For the second-gen Tacoma, Toyota significantly ups the ante regarding safety. VSC (vehicle skid control) and traction control became available on all models across the line, excluding the X-Runner, in 2005; these systems had previously been available only on the 4WD models. Automobile notes, “ABS with brake assist is standard. You can add stability control with traction control, as well as hill-start assist to prevent rolling back from an uphill stop.”
Speaking to the effectiveness of the standard brake assist feature, which incorporates a valve that increases vacuum assist when the brake pedal is enthusiastically applied--as in a panic situation--Car and Driver finds that their test Tacoma “conduct[s] four rapid stops from 70 mph in less than 190 feet, fleet performance for any pickup.”
In addition to standard driver and passenger airbags, side impact and side curtain airbags are optional in the Double Cab models.
In the National Highway Traffic Safety Administration (NHTSA) crash tests, the 2008 Tacoma scores five stars for driver and passenger side frontal impact, as well as five stars for both front and rear occupants in side impacts. In rollover resistance, it managed a rating of four stars. In the Insurance Institute for Highway Safety (IIHS) frontal offset and side impact tests, the Tacoma scored that agency’s top “good” rating. Tacomas with bucket seats managed a “marginal” for rear crash protection, a comment on headrest design and whiplash protection.
2008 Toyota Tacoma
Though eclipsed by car-based rivals in the highest-tech gadgets realm, the 2008 Toyota Tacoma has a thorough list of features that are largely well designed, thoughtfully executed, and useful.
Apart from the host of safety, performance, and utility features already mentioned, even the most basic 2008 Toyota Tacoma comes with a healthy roster of comfort and convenience items. As Motor Trend says, “even the base 2WD regular-cab truck features standard carpeting, a CD player, tilt/telescope steering wheel, tachometer, digital clock, an SMC composite bed with utility rail system, and a flush rear bumper. Automatic transmission Access Cab and Double Cab models get a gated shifter.”

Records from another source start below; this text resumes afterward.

PR #1166, opened 2023-07-21
Add rewards api methods

Anton-Rampage:


pkg/state/state.go
```diff
@@ -1527,6 +1581,10 @@ func (s *stateManager) addBlocks() (*proto.Block, error) {
 	if err := s.stor.handleStateHashes(height, ids); err != nil {
 		return nil, wrapErr(ModificationError, err)
 	}
+	// Store total amount and rewards for each of new blocks.
+	if err = s.stor.handleRewardsAndTotalWavesAmount(height, ids, rewards); err != nil {
+		return nil, wrapErr(ModificationError, err)
+	}
```
nickeskov, line 1587: I think this data should be saved in the main cycle above, i.e. in the process of block application.

nickeskov (changes requested):
Additional issues:
- [x] Constant `StateVersion` in `pkg/state/constants.go` should be incremented because compatibility with previous state version has been lost.
- [ ] `rewardCalculator.performCalculation` also should use new `stateManager`'s or internal micro-state's methods for historical data. Also note, that rewards data by current height **must** exist at the moment of block applying.
- [x] Pay attention to `stateManager.blockRewards` method. Also should be changed.

If you need additional info feel free to ask.

pkg/state/history_storage.go
```diff
@@ -194,6 +196,16 @@ var properties = map[blockchainEntity]blockchainEntityProperties{
 		needToCut:    true,
 		fixedSize:    false,
 	},
+	blockRewardAtHeight: {
+		needToFilter: true,
+		needToCut:    true,
+		fixedSize:    false,
```
alexeykiselev, line 202: We can set `needToCut` to false to store all historical values of `blockRewards` and `totalWavesAmount`. For example look at `featureVote`.

pkg/state/state.go
```diff
@@ -1527,6 +1581,10 @@ func (s *stateManager) addBlocks() (*proto.Block, error) {
 	if err := s.stor.handleStateHashes(height, ids); err != nil {
 		return nil, wrapErr(ModificationError, err)
 	}
+	// Store total amount and rewards for each of new blocks.
```
alexeykiselev, line 1584: Initially I thought that we won't save reward and totalWavesAmount for every block. It's a huge waste of space. For the first 1_740_000 blocks on MainNet it's only zeroes. And after that we don't have to store it for every block We have to store new value of reward only if it's changed. From 0 to 6 on activation of Feature 14 and so on. For now it will be only one value. 
The total Waves amount can be calculated.

alexeykiselev (changes requested):

alexeykiselev (approved):

pkg/state/monetary_policy.go
```diff
@@ -238,12 +246,12 @@ func (m *monetaryPolicy) totalAmountAtHeight(
 			continue
 		}
 		if height > change.Height && !isNotLast {
-			curTotalAmount += change.Reward * (height - change.Height)
+			curTotalAmount += change.Reward * (height - (change.Height - 1))
```
nickeskov, line 249: It's nice to have `(change.Height - 1)` as a variable.

pkg/state/monetary_policy_test.go
```diff
@@ -165,6 +165,51 @@ func TestFinishRewardVoting(t *testing.T) {
 	}
 }
 
+func TestRewardAtHeight(t *testing.T) {
```
nickeskov, line 168: Refactor to table test

pkg/state/monetary_policy_test.go
```diff
@@ -165,6 +165,51 @@ func TestFinishRewardVoting(t *testing.T) {
...
+	reward, err := mo.rewardAtHeight(4, blockRewardActivationHeight)
+	require.NoError(t, err)
+	assert.Equal(t, initialReward, reward)
+
+	reward, err = mo.rewardAtHeight(10, blockRewardActivationHeight)
+	require.NoError(t, err)
+	assert.Equal(t, initialReward+100000000, reward)
+}
+
+func TestTotalWavesAmountAtHeight(t *testing.T) {
```
nickeskov, line 191: Refactor to table test

nickeskov (changes requested):

nickeskov (changes requested):

pkg/state/monetary_policy.go
```diff
@@ -56,52 +43,29 @@ func (r *rewardVotesRecord) unmarshalBinary(data []byte) error {
...
+	return &monetaryPolicy{hs: hs, settings: settings}
 }
 
 func (m *monetaryPolicy) reward() (uint64, error) {
-	var record blockRewardRecord
-	b, err := m.hs.newestTopEntryData(blockRewardKeyBytes)
-	if isNotFoundInHistoryOrDBErr(err) {
-		return m.settings.InitialBlockReward(), nil
+	rewardsChanges, err := m.getRewardChanges()
+	if isNotFoundInHistoryOrDBErr(err) || len(rewardsChanges) == 0 {
```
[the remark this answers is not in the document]
alexeykiselev: Fixed like this:
```go
	rewardsChanges, err := m.getRewardChanges()
	if err != nil {
		if isNotFoundInHistoryOrDBErr(err) {
			return m.settings.InitialBlockReward, nil
		}
		return 0, err
	}
	if len(rewardsChanges) == 0 {
		return m.settings.InitialBlockReward, nil
	}
	return rewardsChanges[len(rewardsChanges)-1].Reward, nil
```

alexeykiselev (approved):

pkg/state/monetary_policy.go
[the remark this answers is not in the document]
nickeskov: It's even better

Kelley Blue Book mentions two new-for-2008 items: a TRD supercharger for the 4.0L V-6, as well as the TRD Off-Road Rugged Trail Package. The TRD, or Toyota Racing Development, supercharger includes an intercooler and may be purchased and installed at the dealership. It boosts the horsepower of the V-6 from 236 to 304. The Off-Road Rugged Trail Package includes a locking rear diff, 16-inch Baja wheels, additional skid plating, black overfenders, and Bilstein shocks.
Of the performance-oriented X-Runner option, AutoWeek praises the “special X-brace out back to keep cowl shake to a minimum” and the limited slip differential that “helps put the power down.” But they are less impressed with the “silly ground FX (like a hood scoop that doesn't actually do anything)” and the “Big Brake Kit, which strangely is paired with rear drum brakes.”
The Tacoma is filled with thoughtful nooks and crannies, following right along with the intelligent design built into its composite rear bed. Automobile feels that “the wide variety of standard and optional features (among them under-the-floor and behind-the-seat storage cubbies, rear seats that fold flat, a 400-watt outlet in the cargo bed, bed storage boxes, a bed extender, and TRD sport and off-road packages) makes the Tacoma useful both for work and for play.”
Other accessories include a bed divider, bed net, cargo crossbars, Yakima roof rack, bike rack, running boards, flip-out bed extender, SnugTop Super Sport hard shell, and a rubber bed mat. Cars.com reports “well-heeled Tacomas include a JBL premium stereo with a six-CD changer, power windows, remote entry and a leather-wrapped steering wheel with integrated audio controls.” That highest-level JBL/satellite option includes a free three-month subscription to XM radio and Bluetooth compatibility. But proving that, indeed, this truck was new in 2005, no nav system is offered, an omission that may well hurt the Tacoma when judged side-by-side with car-based rivals such as Honda’s Ridgeline.